Operations on floats have a ‘.’ suffix.

8 / 3;;      (* 2 *)
8 /. 3;;     (* Type error: /. is for floats *)
8.0 /. 3.0;; (* 2.6666… *)

Functions & Variables

A function is declared with the let keyword —variables are functions of zero arguments. Function & varaible names must begin with a lowercase letter, and may use _ or '.

  • They cannot begin with capital letters or numbers, or contain dashes!
  • Functions are like variables, but with arguments, so the same syntax applies.
(* A curried function *) let f x y = x + y
(* Function application *)
let result = f 10 (2 * 6)

(* Partial application *)
let g x = f x 2

(* We can re-bind variables *)
let x = 123
let x = string_of_int x

Recursive functions are marked with the rec keyword.

let rec fact n = if n = 0
         then 1
         else n * fact (n - 1)

Here's an example of a higher-order function & multiple local functions & an infix operator & an anonymous function & the main method is parametricly polymorphic.

let try_add (bop : 'a -> 'a -> 'a) (test : 'a -> bool)
        (default : 'a) (x : 'a) (y : 'a)
   = let (/@/) x y = bop x y
     (* Only select symbols can be used as infix operators *)
     (* (/@/) x y  =  x /@/ y *)
     and wrap a = if test a then a else default
     in wrap x /@/ wrap y;;

  699 = try_add (+) (fun a -> a mod 3 = 0) (666) (~-1) 33;;
  (* The anonymouse function uses ‘=’ as Boolean equality. *)
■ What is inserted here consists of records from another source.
PR #2237, opened 2024-09-09
chore: support for manual read replica

rebelchris:
Support for 1 read replica slave.
Set the default to still use master, as we often want direct results on mutations from the master.

This way we can manually query the slave if we want it.
Example duplicates a endpoint for testing it: (modified data for testing purposes)

Screenshot 2024-09-09 at 16 46 20
Screenshot 2024-09-09 at 16 46 28

### DIFF
--- a/.infra/Pulumi.adhoc.yaml
+++ b/.infra/Pulumi.adhoc.yaml
@@ -80,7 +80,7 @@ config:
     typeormDatabase: api
     typeormHost: postgres
     typeormPassword: 12345
-    typeormUser: postgres
+    typeormUsername: postgres
     tz: UTC
     urlPrefix: http://api.local.com
     vordrIps: ""
--- a/.infra/Pulumi.adhoc.yaml
+++ b/.infra/Pulumi.adhoc.yaml
@@ -80,7 +80,7 @@ config:
     typeormDatabase: api
     typeormHost: postgres
     typeormPassword: 12345
-    typeormUsername: postgres
+    typeormUser: postgres
     tz: UTC
     urlPrefix: http://api.local.com
     vordrIps: ""
--- a/src/data-source.ts
+++ b/src/data-source.ts
@@ -18,7 +18,7 @@ export const AppDataSource = new DataSource({
     master: {
       host: process.env.TYPEORM_HOST || 'localhost',
       port: 5432,
-      username: process.env.TYPEORM_USER || 'postgres',
+      username: process.env.TYPEORM_USERNAME || 'postgres',
       password: process.env.TYPEORM_PASSWORD || '12345',
       database:
         process.env.TYPEORM_DATABASE ||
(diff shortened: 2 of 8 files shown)


src/data-source.ts
```diff
@@ -20,4 +13,25 @@ export const AppDataSource = new DataSource({
...
+        process.env.TYPEORM_DATABASE ||
+        (process.env.NODE_ENV === 'test' ? 'api_test' : 'api'),
+    },
+    slaves: [
+      {
+        host: process.env.TYPEORM_READ_HOST || 'localhost',
+        port: 5432,
+        username: process.env.TYPEORM_READ_USERNAME || 'postgres',
+        password: process.env.TYPEORM_READ_PASSWORD || '12345',
+        database: process.env.TYPEORM_READ_DATABASE,
```
omBratteng, line 33: Fallback for adhoc?

rebelchris: We can set fallback to test db? (we need some fallback else it will fail to spool.
Let me know what you think?

capJavert: Just specify master as slave in adhoc (so we can still use `slave` in query build?

capJavert: (to avoid having another db locally as you said)

rebelchris: Yeah that also works :)

.infra/Pulumi.adhoc.yaml
```diff
@@ -80,7 +80,7 @@ config:
     typeormDatabase: api
     typeormHost: postgres
     typeormPassword: 12345
-    typeormUser: postgres
+    typeormUsername: postgres
```
rebelchris, line 83: Noticed this needed to be `username` 🫠

src/schema/sources.ts
```diff
@@ -367,6 +367,66 @@ export const typeDefs = /* GraphQL */ `
       categoryId: String
     ): SourceConnection!
 
+    """
```
idoshamun, line 370: That's for debugging right?

.infra/Pulumi.adhoc.yaml
capJavert: probably was defaulting to `postgres`?

src/schema/sources.ts
rebelchris: Yeah just a duplication but using the slave specifically :)

idoshamun (approved):

omBratteng (approved):

src/schema/sources.ts
```diff
@@ -367,6 +367,66 @@ export const typeDefs = /* GraphQL */ `
...
+      """
+      Filter by category
+      """
+      categoryId: String
+    ): SourceConnection!
+
+    """
+    Get all available sources from read replica
+    """
+    sourcesReadReplica(
```
capJavert, line 403: did you add double definition or is diff just funky?

rebelchris: @capJavert Yeah it's just a duplicate of sources to verify on production.
Idea is to merge -> test via postman -> revert this change and make the main one use the RR.

Just wanted to be safe and not break prod on deployment if that makes sense?

capJavert: no i get it but sourcesReadReplica query is defined twice?

rebelchris: Oh sorry, missed that somehow.

capJavert (approved):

  ~- 2 = ~- 2 mod 3;; (* /Remainder/ after dividing out 3s *)

Booleans

Inequality is expressed with <>.

(* false, true, false, true, false, true, true, 1 *)
true = false , true || false, true && false, true >= false
, 12 < 2, "abc" <= "abd", 1 <> 2
, if true then 1 else 2

Strings

OCaml strings are not arrays, or lists, of characters as in C or Haskell.

"string catenation" = "string " ^ "catenation"
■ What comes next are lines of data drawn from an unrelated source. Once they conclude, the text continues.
PR #2238, opened 2024-09-09
feat(strict-ts): apply to env variables

capJavert:

This one focuses on: 
- env files
- all required env files are typed as `string` so that they are not optional (`string | undefined`) as default `process.env` type

### DIFF
--- a/src/temporal/config.ts
+++ b/src/temporal/config.ts
@@ -25,7 +25,10 @@ export const getTemporalServerOptions = () => {
   const address = TEMPORAL_ADDRESS;
   const namespace = TEMPORAL_NAMESPACE;
 
-  if (!process.env.TEMPORAL_CLIENT_CERT_PATH) {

Printf.printf "%d %s" 1972 "taxi";;
let input = read_line ();;

Records

Records: Products with named, rather than positional, components.

type point2d = {x : float; y : float};;

(* Construction *)
let p = {y = 2.0; x = 3.4};;

(* Pattern matching for deconstruction *)
let {x = px; y = py} = p;;
let go {x = qx; y = qy} = qx +. qy;;

(* More tersely, using “field punning”: Variables must coincide with field names. *)
let erroenous ({xx; y} : point2d )= x +. y;;
let works {x; y} = 0.0;;

(* Or we can use dot notation *)
let go q = q.x +. q.y;;

Variants and Pattern Matching

Variant types: A unified way to combine different types into a single type; each case is distinuighed by a capitalised tag.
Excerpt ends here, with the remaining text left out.